Skip to main content

Tuning Uniffle

Local Disk

Normally HDD is recommended since the shuffle data is non-critical and temporary. You can skip this part if you do not care the cost of SSD.Uniffle's shuffle server is a typical I/O-intensive application, it's suggested to use multiple disks to amortize the IO and increase the total throughput.RAID10 is strongly recommended to use to get lower latency, high throughput, and good fault tolerance, which consumes more space (twice), which is acceptable since we use HDD.

Flush Threshold

One of the design principles of Uniffle is to handle both small and huge shuffles, therefore the shuffle server writes the small block to the local disk and the big block to the HDFS, and the threshold is configured by the parameter rss.server.flush.cold.storage.threshold.size.

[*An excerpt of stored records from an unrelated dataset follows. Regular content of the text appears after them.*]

PR #21, opened 2020-07-16
Add cli run

MarcinMoskala:


biggerquery/cli.py
```diff
@@ -0,0 +1,213 @@
...
+from datetime import datetime
+from importlib import import_module
+from pathlib import Path
+from types import ModuleType
+
+import biggerquery as bgq
+from typing import Optional
+
+
+def resolve(path: Path):
```
beczkowb, line 14: add return type (-> str), I might be useful for Pycharm

biggerquery/cli.py
```diff
@@ -0,0 +1,213 @@
...
+    """
+    full_module_file_path = resolve(module_dir / module_file)
+    full_module_file_path = full_module_file_path.replace(resolve(root_package.parent), '')
+    return full_module_file_path \
+               .replace(os.sep, '.')[1:] \
+        .replace('.py', '') \
+        .replace('.__init__', '')
+
+
+def walk_module_paths(root_package: Path) -> [str]:
```
beczkowb, line 46: Are you sure that the return type shouldn't be -> typing.List(str)?

test/test_cli.py
```diff
@@ -0,0 +1,140 @@
+from os.path import realpath
+from pathlib import Path
+from unittest import TestCase
+import biggerquery as bgq
+from biggerquery.cli import *
+
+TEST_MODULE_SRC = 'test_module'
+
+
+class CacheBuilderTestCase(TestCase):
```
beczkowb, line 10: CacheBuilder?

test/test_cli.py
```diff
@@ -0,0 +1,140 @@
...
+
+    def test_walk_module_files(self):
```
beczkowb, line 12: I suggest more descriptive test names, in this case maybe "test_should_walk_through_all_modules_inside_package_tree"

test/test_cli.py
```diff
@@ -0,0 +1,140 @@
...
+
+    def test_walk_modules(self):
+        # given
+        path = Path(TEST_MODULE_SRC)
+
+        # when
+        res = walk_modules(path)
+
+        # then
+        res = list(res)
```
beczkowb, line 51: In case of a longer, non-obvious # then section, I suggest adding some comments that explain what is going on or wrapping assertions with meaningful function

test/test_cli.py
MarcinMoskala: I can change it this way, but for me it is easier to understand test when the name of the tested method is included, and mosts tests here are each designed to test one single method

biggerquery/cli.py
MarcinMoskala: U R ->

PR #24, opened 2020-07-24
Test cli run

MarcinMoskala:


test/test_cli.py
```diff
@@ -136,3 +139,66 @@ def test_should_find_root_package_when_root_used_project_name_used(self):
 
         # then
         self.assertEqual(test_module_src, resolve(res))
+
+    def test_should_run_workflow(self):
```
beczkowb, line 143: When I read this test I wonder what's the difference between each workflow you run. Do they represent different situations?

test/test_cli.py
```diff
@@ -136,3 +139,66 @@ def test_should_find_root_package_when_root_used_project_name_used(self):
...
+        # then
+        self.assert_started_jobs(['J_ID_3', 'J_ID_4'])
+
+        # when
+        cli_run(root_package, workflow_id="ID_4")
+
+        # then
+        self.assert_started_jobs(['J_ID_3', 'J_ID_4', 'J_ID_5'])
+
+    def test_should_run_workflow_multiple_times(self):
```
beczkowb, line 159: Do we need a separate test for running multiple workflows?

MarcinMoskala: No, but I separated it to have more smaller tests instead of one big

test/test_cli.py
MarcinMoskala: No, just different jobs and workflows. I check if when I run a workflow only this workflow is started, and when I start another one that only this other one is started.

PR #27, opened 2020-07-24
new deployment 

bartoszwalacik:


biggerquery/deploy.py
```diff
@@ -0,0 +1,111 @@
...
+from biggerquery.dagbuilder import get_dags_output_dir
+
+
+def os_call(cmd: List, input: str = None):
+    print('executing:', ' '.join(cmd))
+    if input:
+        run(cmd, check=True, input=input, encoding='ascii')
+    else:
+        run(cmd, check=True)
+    print('')
```
beczkowb, line 16: debugging leftover?

biggerquery/deploy.py
```diff
@@ -0,0 +1,111 @@
...
+    if auth_method == 'local_account':
+        return storage.Client(project=project_id)
+    elif auth_method == 'service_account':
+        oauthtoken = get_vault_token(deployment_config)
+        return storage.Client(project=project_id, credentials=credentials.Credentials(oauthtoken))
+    else:
+        raise ValueError('unsupported auth_method: ' + auth_method)
+
+
+def get_vault_token(deployment_config):
```
beczkowb, line 98: Do we have to use the Config class as a value object for these functions? 

Remember that Config won't be available during deployment (in a deployment plan the source is not available, parameters will be passed through the CLI). 

The second thing is that it's hard to say what the function needs (you need to read the function code). 

Thirdly, if we change something in the Config API, it will break the deployment.

biggerquery/deploy.py
```diff
@@ -0,0 +1,111 @@
...
+def os_call(cmd: List, input: str = None):
+    print('executing:', ' '.join(cmd))
+    if input:
+        run(cmd, check=True, input=input, encoding='ascii')
+    else:
+        run(cmd, check=True)
+    print('')
+
+
+def deploy_docker_image(build_ver: str, deployment_config, auth_method: str = 'local_account'):
```
iwko, line 19: Is it used anywhere?

test/test_deploy.py
```diff
@@ -0,0 +1,132 @@
...
+class DeployTestCase(TestCase):
+
+    def test_should_clear_GCS_DAGs_folder(self):
+
+        # given
+        workdir = os.path.dirname(__file__)
+        config = Config(name='dev',
+                        environment_variables_prefix='bamboo_bgq_',
+                        properties={
+       #                            'deploy_project_id': 'MY_DEPLOY_PROJECT_ID',
```
iwko, line 22: To remove?

test/test_deploy.py
```diff
@@ -0,0 +1,132 @@
...
+        monitoring_dag_blob.delete.assert_not_called()
+
+    def test_should_upload_files_from_DAGs_output_dir_to_GCS_DAGs_folder(self):
+
+        # given
+        workdir = os.path.dirname(__file__)
+        config = Config(name='dev',
+                        environment_variables_prefix='bamboo_bgq_',
+                        properties={
+                            # 'deploy_project_id': 'MY_DEPLOY_PROJECT_ID',
```
iwko, line 57: To remove?

biggerquery/deploy.py
```diff
@@ -0,0 +1,111 @@
+from google.oauth2 import credentials
```
iwko, line 1: All func args could have types

biggerquery/deploy.py
```diff
@@ -0,0 +1,111 @@
...
+
+def blob_URI(blob):
+    return f"gs://{blob.bucket.name}/{blob.name}"
+
+
+def upload_DAGs_folder(workdir: str, bucket):
+    dags_dir_path = get_dags_output_dir(workdir)
+
+    def upload_file(local_file_path, target_file_name):
+        print('bolb', target_file_name)
```
iwko, line 73: print('**blob**', target_file_name)

biggerquery/deploy.py
bartoszwalacik: nope, cmd output comes without eol

PR #37, opened 2020-08-11
Rebrand

iwko:


bigflow/cli.py
```diff
@@ -9,12 +9,12 @@
 from types import ModuleType
 from typing import Tuple, Iterator
 import importlib.util
-import biggerquery as bgq
+import bigflow as bf
```
beczkowb, line 12: Maybe `bgf` instead of `bf`?

iwko: **b**ig**f**low => bf

PR #43, opened 2020-08-17
Cli final docs

bartoszwalacik:


docs/cli.md
```diff
@@ -189,25 +203,146 @@ BigFlow can build your workflows to Airflow DAGs and deploy them to Google Cloud
...
+Read more about `deployment_config.py` in
+[Managing configuration in deployment_config.py](#managing-configuration-in-deployment_configpy).
+
+
+### Building DAG files
+
+The `build-dags` command takes two optional parameters:
+
+* `--start-time` &mdash; the first [runtime](workflow-and-job.md#the-runtime-parameter)
+  of your workflows. If empty, a `current hour` is used for hourly workflows and
```
beczkowb, line 238: Why  `current hour` and `today` are written as code?

beczkowb:
In general - approved

docs/cli.md
bartoszwalacik: it's not now, minutes and seconds are truncated

bartoszwalacik: `--start-time` &mdash; the first [runtime](workflow-and-job.md#the-runtime-parameter)
  of your workflows. If empty, a current hour (`datetime.datetime.now().replace(minute=0, second=0, microsecond=0)`)
  is used for hourly workflows and `datetime.date.today()` for daily workflows.

PR #50, opened 2021-07-07
Update deps

osmGosha:
Version 0.7.0


osmGosha:
> Can we use https://www.npmjs.com/package/json-sql?

We use it, but it is now located in the /modules folder with updated dependencies. The npm package is not updated and contains vulnerabilities.

dev-adamant-im:
Bullshit.

PR #61, opened 2022-11-23
fix: permissions for adamant_main db in postgre 15

adamant-al:
```
adamant@server1:~/adamant$ node app.js
[FTL] 2022-11-22 15:54:58 | Error: permission denied for schema public
```

https://stackoverflow.com/questions/74110708/postgres-15-permission-denied-for-schema-public

Fix:
```
ALTER DATABASE adamant_main OWNER TO adamant;
```


martiliones (approved):
makes sense

PR #62, opened 2023-01-14
Fix CORS error for socket.io and add CORS config

martiliones:
`cors` options for `config.json`:

* `origin`: Configures the **Access-Control-Allow-Origin** CORS header. Possible values:
  - `Boolean` - set `origin` to `true` to reflect the [request origin](http://tools.ietf.org/html/draft-abarth-origin-09), as defined by `req.header('Origin')`, or set it to `false` to disable CORS.
  - `String` - set `origin` to a specific origin. For example if you set it to `"http://example.com"` only requests from "http://example.com" will be allowed.
  - `Array` - set `origin` to an array of valid origins. For example `["http://example1.com", "http://example2.com/"]` will accept any request from "http://example1.com" or "example2.com".
* `methods`: Configures the **Access-Control-Allow-Methods** CORS header. Expects a comma-delimited string (ex: 'GET,PUT,POST') or an array (ex: `['GET', 'PUT', 'POST']`).

default is `{ origin: true }` - allows any origins

### DIFF
--- a/app.js
+++ b/app.js
@@ -218,6 +218,10 @@ d.run(function () {
         throw Error(e);
       }
 
+      if (appConfig.cors) {
+        appConfig.cors.credentials = true;
+      }
+
       if (appConfig.dapp.masterrequired && !appConfig.dapp.masterpassword) {
         var randomstring = require('randomstring');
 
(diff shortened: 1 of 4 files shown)


adamant-al (approved):

adamant-al:
Update Wiki.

It is recommended to tune this parameter to make the ratio between the remote write total size and local write total size according to your workload and storage system's situation.

Total buffer size

Uniffle use rss.server.buffer.capacity to constrait the memory consumed by the buffered shuffle data, however the memory used by the metadata is not controlled, and it is recommended to reserve a certain percentage of redundancy, for example 20%, in the the shuffler server's jvm process (XMX_SIZE) in additon to the total buffer (rss.server.buffer.capacity + rss.server.read.buffer.capacity).

Partition num and spark write buffer size

Uniffle's spark client allocated buffer for each partition, and if the total memory used exceed the total buffer spill threshold (spark.rss.writer.buffer.spill.size) the client would send all the buffer data to the shuffle server, so it is recommmended to increase this threshold for the huge shuffle spark applications to avoid small network io.

Multiple Remote Storage

Uniffle not only support multiple local disk but also supports using multiple remote storage with different configuration.